(AIM OF THE TASK)
Every line below should be repeated exactly.

Extracted data entries:
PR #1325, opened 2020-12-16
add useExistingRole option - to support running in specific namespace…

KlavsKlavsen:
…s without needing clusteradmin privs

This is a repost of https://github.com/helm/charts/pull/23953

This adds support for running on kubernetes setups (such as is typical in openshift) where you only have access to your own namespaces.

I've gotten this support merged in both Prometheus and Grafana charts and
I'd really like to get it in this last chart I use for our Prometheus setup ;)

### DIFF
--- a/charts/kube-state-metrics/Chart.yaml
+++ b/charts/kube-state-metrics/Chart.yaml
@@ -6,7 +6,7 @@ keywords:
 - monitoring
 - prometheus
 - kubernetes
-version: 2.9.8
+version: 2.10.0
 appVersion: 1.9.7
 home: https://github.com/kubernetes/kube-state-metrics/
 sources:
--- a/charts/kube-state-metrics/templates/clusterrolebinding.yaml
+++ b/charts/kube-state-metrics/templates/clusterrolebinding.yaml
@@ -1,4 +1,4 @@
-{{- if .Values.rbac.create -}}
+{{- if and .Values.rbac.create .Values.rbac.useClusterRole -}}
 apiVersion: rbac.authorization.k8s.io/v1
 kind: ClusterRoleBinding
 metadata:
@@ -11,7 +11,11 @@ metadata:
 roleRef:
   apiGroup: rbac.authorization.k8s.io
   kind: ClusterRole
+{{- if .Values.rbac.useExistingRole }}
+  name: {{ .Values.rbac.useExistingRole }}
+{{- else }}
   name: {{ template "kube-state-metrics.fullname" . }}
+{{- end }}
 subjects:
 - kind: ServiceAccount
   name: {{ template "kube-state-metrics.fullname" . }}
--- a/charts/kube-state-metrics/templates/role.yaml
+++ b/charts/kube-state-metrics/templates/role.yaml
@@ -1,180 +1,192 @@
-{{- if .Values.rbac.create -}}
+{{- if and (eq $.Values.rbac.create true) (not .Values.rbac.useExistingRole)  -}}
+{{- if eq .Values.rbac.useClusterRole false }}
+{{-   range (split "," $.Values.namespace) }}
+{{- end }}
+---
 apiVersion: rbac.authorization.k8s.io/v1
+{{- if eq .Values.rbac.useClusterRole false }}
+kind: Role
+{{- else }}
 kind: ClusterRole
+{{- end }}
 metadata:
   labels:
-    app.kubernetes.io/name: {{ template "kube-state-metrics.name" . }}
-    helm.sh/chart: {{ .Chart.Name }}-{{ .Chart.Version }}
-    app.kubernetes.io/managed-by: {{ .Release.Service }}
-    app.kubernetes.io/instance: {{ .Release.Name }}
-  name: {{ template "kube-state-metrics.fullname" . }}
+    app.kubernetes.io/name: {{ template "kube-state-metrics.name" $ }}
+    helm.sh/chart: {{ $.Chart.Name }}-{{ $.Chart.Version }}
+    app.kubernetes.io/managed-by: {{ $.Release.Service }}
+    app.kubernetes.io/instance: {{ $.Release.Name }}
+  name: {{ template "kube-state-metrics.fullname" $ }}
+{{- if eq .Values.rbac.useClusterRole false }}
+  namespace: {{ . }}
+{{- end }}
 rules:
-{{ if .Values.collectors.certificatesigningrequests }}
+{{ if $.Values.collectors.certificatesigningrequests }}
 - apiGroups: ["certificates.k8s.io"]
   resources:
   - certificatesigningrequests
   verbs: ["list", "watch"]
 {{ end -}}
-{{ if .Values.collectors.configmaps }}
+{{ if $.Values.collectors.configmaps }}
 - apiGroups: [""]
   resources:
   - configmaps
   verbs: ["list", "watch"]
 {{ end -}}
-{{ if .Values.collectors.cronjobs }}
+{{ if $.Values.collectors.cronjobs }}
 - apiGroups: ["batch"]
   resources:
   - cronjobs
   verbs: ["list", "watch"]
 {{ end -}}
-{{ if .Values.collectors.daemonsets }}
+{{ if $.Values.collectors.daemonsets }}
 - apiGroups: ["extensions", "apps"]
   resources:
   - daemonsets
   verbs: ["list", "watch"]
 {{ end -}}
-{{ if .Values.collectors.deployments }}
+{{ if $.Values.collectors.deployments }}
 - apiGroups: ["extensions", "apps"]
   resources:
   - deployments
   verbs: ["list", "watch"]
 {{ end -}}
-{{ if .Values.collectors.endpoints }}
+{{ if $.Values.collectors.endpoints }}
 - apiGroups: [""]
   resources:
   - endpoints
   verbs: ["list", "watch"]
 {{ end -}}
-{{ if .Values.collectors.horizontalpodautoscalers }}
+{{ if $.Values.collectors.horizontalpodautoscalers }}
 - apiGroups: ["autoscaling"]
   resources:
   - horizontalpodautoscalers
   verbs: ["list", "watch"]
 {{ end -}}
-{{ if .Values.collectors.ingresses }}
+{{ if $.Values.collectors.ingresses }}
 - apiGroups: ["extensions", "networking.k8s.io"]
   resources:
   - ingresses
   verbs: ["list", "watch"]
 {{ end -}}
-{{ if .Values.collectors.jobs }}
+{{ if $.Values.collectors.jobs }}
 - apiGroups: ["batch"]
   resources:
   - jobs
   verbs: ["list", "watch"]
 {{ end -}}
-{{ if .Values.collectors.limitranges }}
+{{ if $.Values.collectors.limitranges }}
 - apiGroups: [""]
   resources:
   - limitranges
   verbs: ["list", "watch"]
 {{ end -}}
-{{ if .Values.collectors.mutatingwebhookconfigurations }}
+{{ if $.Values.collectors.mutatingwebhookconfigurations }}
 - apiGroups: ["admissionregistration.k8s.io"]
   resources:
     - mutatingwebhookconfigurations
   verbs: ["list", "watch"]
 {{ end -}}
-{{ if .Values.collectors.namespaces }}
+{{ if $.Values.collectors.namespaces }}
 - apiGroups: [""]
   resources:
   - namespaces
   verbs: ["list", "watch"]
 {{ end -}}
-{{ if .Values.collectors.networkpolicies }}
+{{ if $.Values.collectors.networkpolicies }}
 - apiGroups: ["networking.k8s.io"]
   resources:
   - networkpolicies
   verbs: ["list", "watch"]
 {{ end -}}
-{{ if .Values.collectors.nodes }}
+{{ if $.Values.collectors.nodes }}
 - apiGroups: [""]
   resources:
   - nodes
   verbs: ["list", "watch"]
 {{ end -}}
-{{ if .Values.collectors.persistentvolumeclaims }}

(ANSWER SPACE)
PR #1325, opened 2020-12-16
add useExistingRole option - to support running in specific namespace…

KlavsKlavsen:
…s without needing clusteradmin privs

This is a repost of https://github.com/helm/charts/pull/23953

This adds support for running on kubernetes setups (such as is typical in openshift) where you only have access to your own namespaces.

I've gotten this support merged in both Prometheus and Grafana charts and
I'd really like to get it in this last chart I use for our Prometheus setup ;)

### DIFF
--- a/charts/kube-state-metrics/Chart.yaml
+++ b/charts/kube-state-metrics/Chart.yaml
@@ -6,7 +6,7 @@ keywords:
 - monitoring
 - prometheus
 - kubernetes
-version: 2.9.8
+version: 2.10.0
 appVersion: 1.9.7
 home: https://github.com/kubernetes/kube-state-metrics/
 sources:
--- a/charts/kube-state-metrics/templates/clusterrolebinding.yaml
+++ b/charts/kube-state-metrics/templates/clusterrolebinding.yaml
@@ -1,4 +1,4 @@
-{{- if .Values.rbac.create -}}
+{{- if and .Values.rbac.create .Values.rbac.useClusterRole -}}
 apiVersion: rbac.authorization.k8s.io/v1
 kind: ClusterRoleBinding
 metadata:
@@ -11,7 +11,11 @@ metadata:
 roleRef:
   apiGroup: rbac.authorization.k8s.io
   kind: ClusterRole
+{{- if .Values.rbac.useExistingRole }}
+  name: {{ .Values.rbac.useExistingRole }}
+{{- else }}
   name: {{ template "kube-state-metrics.fullname" . }}
+{{- end }}
 subjects:
 - kind: ServiceAccount
   name: {{ template "kube-state-metrics.fullname" . }}
--- a/charts/kube-state-metrics/templates/role.yaml
+++ b/charts/kube-state-metrics/templates/role.yaml
@@ -1,180 +1,192 @@
-{{- if .Values.rbac.create -}}
+{{- if and (eq $.Values.rbac.create true) (not .Values.rbac.useExistingRole)  -}}
+{{- if eq .Values.rbac.useClusterRole false }}
+{{-   range (split "," $.Values.namespace) }}
+{{- end }}
+---
 apiVersion: rbac.authorization.k8s.io/v1
+{{- if eq .Values.rbac.useClusterRole false }}
+kind: Role
+{{- else }}
 kind: ClusterRole
+{{- end }}
 metadata:
   labels:
-    app.kubernetes.io/name: {{ template "kube-state-metrics.name" . }}
-    helm.sh/chart: {{ .Chart.Name }}-{{ .Chart.Version }}
-    app.kubernetes.io/managed-by: {{ .Release.Service }}
-    app.kubernetes.io/instance: {{ .Release.Name }}
-  name: {{ template "kube-state-metrics.fullname" . }}
+    app.kubernetes.io/name: {{ template "kube-state-metrics.name" $ }}
+    helm.sh/chart: {{ $.Chart.Name }}-{{ $.Chart.Version }}
+    app.kubernetes.io/managed-by: {{ $.Release.Service }}
+    app.kubernetes.io/instance: {{ $.Release.Name }}
+  name: {{ template "kube-state-metrics.fullname" $ }}
+{{- if eq .Values.rbac.useClusterRole false }}
+  namespace: {{ . }}
+{{- end }}
 rules:
-{{ if .Values.collectors.certificatesigningrequests }}
+{{ if $.Values.collectors.certificatesigningrequests }}
 - apiGroups: ["certificates.k8s.io"]
   resources:
   - certificatesigningrequests
   verbs: ["list", "watch"]
 {{ end -}}
-{{ if .Values.collectors.configmaps }}
+{{ if $.Values.collectors.configmaps }}
 - apiGroups: [""]
   resources:
   - configmaps
   verbs: ["list", "watch"]
 {{ end -}}
-{{ if .Values.collectors.cronjobs }}
+{{ if $.Values.collectors.cronjobs }}
 - apiGroups: ["batch"]
   resources:
   - cronjobs
   verbs: ["list", "watch"]
 {{ end -}}
-{{ if .Values.collectors.daemonsets }}
+{{ if $.Values.collectors.daemonsets }}
 - apiGroups: ["extensions", "apps"]
   resources:
   - daemonsets
   verbs: ["list", "watch"]
 {{ end -}}
-{{ if .Values.collectors.deployments }}
+{{ if $.Values.collectors.deployments }}
 - apiGroups: ["extensions", "apps"]
   resources:
   - deployments
   verbs: ["list", "watch"]
 {{ end -}}
-{{ if .Values.collectors.endpoints }}
+{{ if $.Values.collectors.endpoints }}
 - apiGroups: [""]
   resources:
   - endpoints
   verbs: ["list", "watch"]
 {{ end -}}
-{{ if .Values.collectors.horizontalpodautoscalers }}
+{{ if $.Values.collectors.horizontalpodautoscalers }}
 - apiGroups: ["autoscaling"]
   resources:
   - horizontalpodautoscalers
   verbs: ["list", "watch"]
 {{ end -}}
-{{ if .Values.collectors.ingresses }}
+{{ if $.Values.collectors.ingresses }}
 - apiGroups: ["extensions", "networking.k8s.io"]
   resources:
   - ingresses
   verbs: ["list", "watch"]
 {{ end -}}
-{{ if .Values.collectors.jobs }}
+{{ if $.Values.collectors.jobs }}
 - apiGroups: ["batch"]
   resources:
   - jobs
   verbs: ["list", "watch"]
 {{ end -}}
-{{ if .Values.collectors.limitranges }}
+{{ if $.Values.collectors.limitranges }}
 - apiGroups: [""]
   resources:
   - limitranges
   verbs: ["list", "watch"]
 {{ end -}}
-{{ if .Values.collectors.mutatingwebhookconfigurations }}
+{{ if $.Values.collectors.mutatingwebhookconfigurations }}
 - apiGroups: ["admissionregistration.k8s.io"]
   resources:
     - mutatingwebhookconfigurations
   verbs: ["list", "watch"]
 {{ end -}}
-{{ if .Values.collectors.namespaces }}
+{{ if $.Values.collectors.namespaces }}
 - apiGroups: [""]
   resources:
   - namespaces
   verbs: ["list", "watch"]
 {{ end -}}
-{{ if .Values.collectors.networkpolicies }}
+{{ if $.Values.collectors.networkpolicies }}
 - apiGroups: ["networking.k8s.io"]
   resources:
   - networkpolicies
   verbs: ["list", "watch"]
 {{ end -}}
-{{ if .Values.collectors.nodes }}
+{{ if $.Values.collectors.nodes }}
 - apiGroups: [""]
   resources:
   - nodes
   verbs: ["list", "watch"]
 {{ end -}}
-{{ if .Values.collectors.persistentvolumeclaims }}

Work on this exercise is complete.